◆ Provided information ◆
PR #3037, opened 2023-07-07
Skip flaky error log check until there is a new snapshot of Beats available.

cmacknz:
We need https://github.com/elastic/beats/pull/36006 available in a snapshot build of Beats to fix the flakiness, until that happens in the next few days just skip the flaky part of the test.


cmacknz:
Requires https://github.com/elastic/elastic-agent/pull/3036 first

cmacknz:
We don't need this on main anymore, there was a successful snapshot today.

PR #3052, opened 2023-07-10
add exception for unit keyword

jlind23:
Fixing sonarcloud coverage issue with `-run Unit` option

### DIFF
--- a/dev-tools/mage/gotest.go
+++ b/dev-tools/mage/gotest.go
@@ -233,7 +233,7 @@ func GoTest(ctx context.Context, params GoTestArgs) error {
 		)
 	}
 
-	if params.TestName != "" {
+	if params.TestName != "" && params.TestName != "Unit" {
 		testArgs = append(testArgs, "-run", params.TestName)
 	}
 


cmacknz:
I see what happened here, Tiago's PR re-used the `TestName` parameter as the argument to the `-run` arg of `go test`. The problem is that the original code intended this to only be use for logging purposes, see the comment in:

https://github.com/elastic/elastic-agent/blob/d20b1085a3c8ba92ff3f7401e363b34f21d97f3e/dev-tools/mage/gotest.go#L31

The `mage unitTest` target used by sonarcloud and CI is implemented by:

https://github.com/elastic/elastic-agent/blob/d20b1085a3c8ba92ff3f7401e363b34f21d97f3e/magefile.go#L330-L335

The default Go test args unconditionally set the test name to `Unit`:
https://github.com/elastic/elastic-agent/blob/d20b1085a3c8ba92ff3f7401e363b34f21d97f3e/dev-tools/mage/gotest.go#L90

The `makeGoTestArgs` function called here takes the input as the name of the test for use in logging and sets `TestName`:
https://github.com/elastic/elastic-agent/blob/d20b1085a3c8ba92ff3f7401e363b34f21d97f3e/dev-tools/mage/gotest.go#L49

The net effect is that `mage unitTest` is now equivalent to `go test -run Unit ./...` which causes us to skip every unit test. We have no test coverage because we aren't running any unit tests.

The tests in the PRs "pass" in the sense that they aren't running. `mage unitTest` now takes 7s to complete and logs it isn't running any tests, while `go test ./...` to run all tests takes almost 3 minutes on my machine and is obviously running tests.

cmacknz:
Closing, actual fix is in https://github.com/elastic/elastic-agent/pull/3053

PR #3053, opened 2023-07-11
Fix mage unitTest to actually run tests

cmacknz:
Follow up from https://github.com/elastic/elastic-agent/pull/3052

A previous PR re-used the `TestName` parameter as the argument to the `-run` arg of `go test`. The problem is that the original code intended this to only be use for logging purposes, see the comment in:

https://github.com/elastic/elastic-agent/blob/d20b1085a3c8ba92ff3f7401e363b34f21d97f3e/dev-tools/mage/gotest.go#L31

The `mage unitTest` target used by sonarcloud and CI is implemented by:

https://github.com/elastic/elastic-agent/blob/d20b1085a3c8ba92ff3f7401e363b34f21d97f3e/magefile.go#L330-L335

The default Go test args unconditionally set the test name to `Unit`:
https://github.com/elastic/elastic-agent/blob/d20b1085a3c8ba92ff3f7401e363b34f21d97f3e/dev-tools/mage/gotest.go#L90

The `makeGoTestArgs` function called here takes the input as the name of the test for use in logging and sets `TestName`:
https://github.com/elastic/elastic-agent/blob/d20b1085a3c8ba92ff3f7401e363b34f21d97f3e/dev-tools/mage/gotest.go#L49

The net effect is that `mage unitTest` is now equivalent to `go test -run Unit ./...` which causes us to skip every unit test. We have no test coverage because we aren't running any unit tests.

The tests in the PRs "pass" in the sense that they aren't running. `mage unitTest` now takes 7s to complete and logs it isn't running any tests, while `go test ./...` to run all tests takes almost 3 minutes on my machine and is obviously running tests.

I have fixed this by adding a separate `RunExpr` variable to do what the original change intended and also renamed `TestName` to run `LogName` to more clearly indicate its purpose.

### DIFF
--- a/dev-tools/mage/gotest.go
+++ b/dev-tools/mage/gotest.go
@@ -29,6 +29,7 @@ import (
 // how "go test" is invoked. "go test" is always invoked with -v for verbose.
 type GoTestArgs struct {
 	TestName            string            // Test name used in logging.
+	RunExpr             string            // Expression to pass to the -run argument of go test.
 	Race                bool              // Enable race detector.
 	Tags                []string          // Build tags to enable.
 	ExtraFlags          []string          // Extra flags to pass to 'go test'.
@@ -233,8 +234,8 @@ func GoTest(ctx context.Context, params GoTestArgs) error {
 		)
 	}
 
-	if params.TestName != "" {
-		testArgs = append(testArgs, "-run", params.TestName)
+	if params.RunExpr != "" {
+		testArgs = append(testArgs, "-run", params.RunExpr)
 	}
 
 	testArgs = append(testArgs, params.ExtraFlags...)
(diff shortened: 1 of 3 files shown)


cmacknz:
The test failures here are real and don't reproduce with Go 1.19.10, but do reproduce with 1.20.5. We didn't catch these in the Go upgrade PR because the unit tests didn't run because of the bug being fixed here.

jlind23:
buildkite test it

amitkanfer:
how do we prevent this from happening again?

pchila (approved):
Aside from the linter problem (not part of your change but since the file has been touched it appears in this PR) the rest of the change LGTM

jlind23:
> how do we prevent this from happening again?

I believe that setting Sonarcloud as being a mandatory check would have at least forced us to look at the coverage results.

cmacknz:
Yes, sonarcloud found this so making that mandatory would have prevented this.

PR #3073, opened 2023-07-13
Integration test - Fetcher must collect SHAs

pchila:
## What does this PR do?

This PR adds support for fetchers to handle `sha512` hashes so that the elastic agent artifacts can be used as version to upgrade to using a `--sourceURI` flag (that will be in a follow-up PR) 

## Why is it important?
This change open up some upgrade test scenarios where we can use the local package on disk instead of waiting for it to be available through artifact API

## Checklist

## Author's Checklist

- [ ]

## Related issues

- 

## Questions to ask yourself

- ...


pchila:
@blakerouse could you have a look at this?
It slightly changes the runner signature for the `Prepare()` function and it may impact the work on the windows runner slightly...

https://github.com/elastic/elastic-agent/blob/7dfff4e81a286b0e005cc99f225567de5cefea69/pkg/testing/runner/runner.go#L55

pchila:
buildkite test this

pkg/testing/fetcher_artifact.go
```diff
@@ -78,16 +78,18 @@ func (f *artifactFetcher) Fetch(ctx context.Context, operatingSystem string, arc
...
 }
 
 type artifactResult struct {
-	doer httpDoer
-	src  string
-	path string
+	doer      httpDoer
+	src       string
+	path      string
+	fetchHash bool
```
ycombinator, line 92: AFAICT, `fetchHash` will always be `true`.  So do we even need this field?  In other words, should we always just fetch the hash? I don't think it adds too much additional cost or risk?

pkg/testing/fetcher_local.go
```diff
@@ -69,12 +69,13 @@ func (f *localFetcher) Fetch(_ context.Context, operatingSystem string, architec
...
-	return &localFetcherResult{src: f.dir, path: build}, nil
+	return &localFetcherResult{src: f.dir, path: build, fetchHash: true}, nil
 }
 
 type localFetcherResult struct {
-	src  string
-	path string
+	src       string
+	path      string
+	fetchHash bool
```
ycombinator, line 78: Same question/comment as https://github.com/elastic/elastic-agent/pull/3073/files#r1262835426.

pkg/testing/fetcher_artifact.go
pchila: I wasn't sure if we want to use fetchers to get other artifacts beyond elastic-agent and so I didn't know if all kind of artifacts always have the hash in the same format. It could be premature optimization here, as you said right now this is always true

pkg/testing/fetcher_local.go
pchila: https://github.com/elastic/elastic-agent/pull/3073#discussion_r1263425066

ycombinator (approved):
LGTM.

pchila:
buildkite test this

Issue #2852, opened 2023-06-13
Agent discards unhealthy state because of unrelated changes


faec:
Agent's `Coordinator` is the controller that supervises the various managers and aggregates their state for Fleet and internal/test listeners. Currently, there are four events that can cause `Coordinator`'s internal state to become unhealthy [there are other events that can cause Coordinator to _report_ an unhealthy state to external listeners, but those aren't relevant here]:

- Receiving a new configuration from the config manager that is invalid, or that couldn't be applied or acknowledged
- Receiving a variable update from the vars manager that is invalid or couldn't be applied
- Receiving a log level update that couldn't be applied (which can only happen if there is already a problem with the config and/or vars)
- One of the managers (runtime, config, or vars) terminating before the shutdown signal is sent

Once the internal state becomes unhealthy, the only thing that can make it healthy again is successfully applying a policy change to the runtime manager, which requires successful generation of the component model from the config, vars, and log level, followed by a successful `Update` call to the runtime manager.

The scenario that causes a problem is this: suppose the Coordinator is healthy, with a successfully generated component model and an updated runtime manager. Now suppose a new policy comes in that is invalid, and can't be processed into a component model. `Coordinator` will transition to an error state but will leave its existing internal config and components unchanged. Now suppose an unrelated change comes in on the vars manager (there are various vars listeners that will trigger updates based on ambient context, e.g. applying environment changes from Kubernetes or Docker). The new vars are combined with the original (non-error) config to produce a successful component model, which the runtime manager receives in an `Update` call, which may succeed (it may not even have to change anything). Because of this call, `Coordinator` sets itself as healthy, and any state related to the failed policy change is lost -- if this happens in a short time span, it may not even be obvious that the policy change has been discarded.

We should figure out a more stable error state model, that can separate the immediate running state of the `Coordinator` (i.e. "I have a working component model and it's running ok") from global error state ("the last policy change was discarded because of an error").

cmacknz:
I am tentatively putting this into the next sprint, because this can lead to the agent appearing healthy when it hasn't actually applied the latest policy successfully.

I would expect we are most likely to observe this in Kubernetes 1) because the agent is more likely to be standalone and thus more likely to encounter manually written invalid policies and 2) more likely to be receiving updates from the vars manager from the k8s providers.

> We should figure out a more stable error state model, that can separate the immediate running state of the Coordinator (i.e. "I have a working component model and it's running ok") from global error state ("the last policy change was discarded because of an error").

[...]

PR #3076, opened 2023-07-13
Add / report persistent policy error metadata in Coordinator

faec:
Update Coordinator's error tracking and aggregate state reporting:
- Add standalone `CoordinatorState` / `CoordinatorMessage` fields to `coordinator.State` ~~and `proto.StateResponse`~~, so Coordinator has its own state instead of overloading the global Agent state.
- Add new error fields to `Coordinator` tracking the three types of errors a policy update can encounter (initial parsing, component model generation, and runtime update).
- Update `(*Coordinator).generateReportableState` to aggregate the new error/state fields into the global `State`/`Message` reported by Fleet.

Fixes https://github.com/elastic/elastic-agent/issues/2852.

## Checklist


control_v2.proto
```diff
@@ -164,19 +164,28 @@ message StateAgentInfo {
...
-  // Overall state message of Elastic Agent.
   string message = 3;
-  // State of each component in Elastic Agent.
-  repeated ComponentState components = 4;
-  // Fleet connectivity state of Elastic Agent.
+
+  // State + message for the Agent Coordinator, reporting manager-level errors
+  // like failed policy updates.
+  State coordinatorState = 7;
+  string coordinatorMessage = 8;
```
blakerouse, line 180: I do not like the idea of exposing an internal detail like the coordinator to the status output.

faec: Well, I expect it wouldn't be user-facing unless we change the UI, and it might be nice to have a way to check it when debugging... but I wouldn't mind being conservative about what we add to the proto in this pass. The most important part of Coordinator state was reporting manager errors and similar, which this PR replaces with explicit aggregation.

What if we break the implicit sync between coordinator state and the proto? Leave the proto unchanged, but keep the coordinator state/message in the internal struct? That way it can still be persisted / aggregated into the reported value, but without any explicit new fields over the wire?

faec:
buildkite test this

michalpristas (approved):
small comments here and there
tested locally scenario
- install agent with system integration logs/metrics enabled
- unplug cable 
- check fleet status is FAILED
- reconnect
- check status is back to green
- removed log collection from system integration
- rename filebeat executable
- add logs back and check status is failed
- rename filebeat back to filebeat
- check it's green

internal/pkg/agent/application/coordinator/coordinator.go
```diff
@@ -214,11 +214,26 @@ type Coordinator struct {
 	// into the reported state before broadcasting -- State() will report
 	// agentclient.Failed if one of these is set, even if the underlying
 	// coordinator state is agentclient.Healthy.
-	runtimeMgrErr error
+	runtimeMgrErr error // Currently unused
```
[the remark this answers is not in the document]
faec: Fair question -- I asked @blakerouse a while ago and he said it was so the runtime manager satisfies the `Runner` interface. A more immediate answer is that it will probably be used soon: I have a PR in progress to centralize more of the runtime manager logic in its own run loop. For that, it's useful to decouple runtime manager `Update` calls from the error result they produce, to avoid accessing runtime internals from the Coordinator goroutine. In that PR I've started using the previously-idle error channel to report component model update failures, and those end up being stored in this field.

faec:
jenkins test this

faec:
jenkins test this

◆ What you are asked to do ◆
From the entries above, restate word for word the lines from the line containing "I am tentatively" to the line containing "Update Coordinator's error", both ends included, and nothing more.

◆ Completed exercise ◆
I am tentatively putting this into the next sprint, because this can lead to the agent appearing healthy when it hasn't actually applied the latest policy successfully.

I would expect we are most likely to observe this in Kubernetes 1) because the agent is more likely to be standalone and thus more likely to encounter manually written invalid policies and 2) more likely to be receiving updates from the vars manager from the k8s providers.

> We should figure out a more stable error state model, that can separate the immediate running state of the Coordinator (i.e. "I have a working component model and it's running ok") from global error state ("the last policy change was discarded because of an error").

[...]

PR #3076, opened 2023-07-13
Add / report persistent policy error metadata in Coordinator

faec:
Update Coordinator's error tracking and aggregate state reporting:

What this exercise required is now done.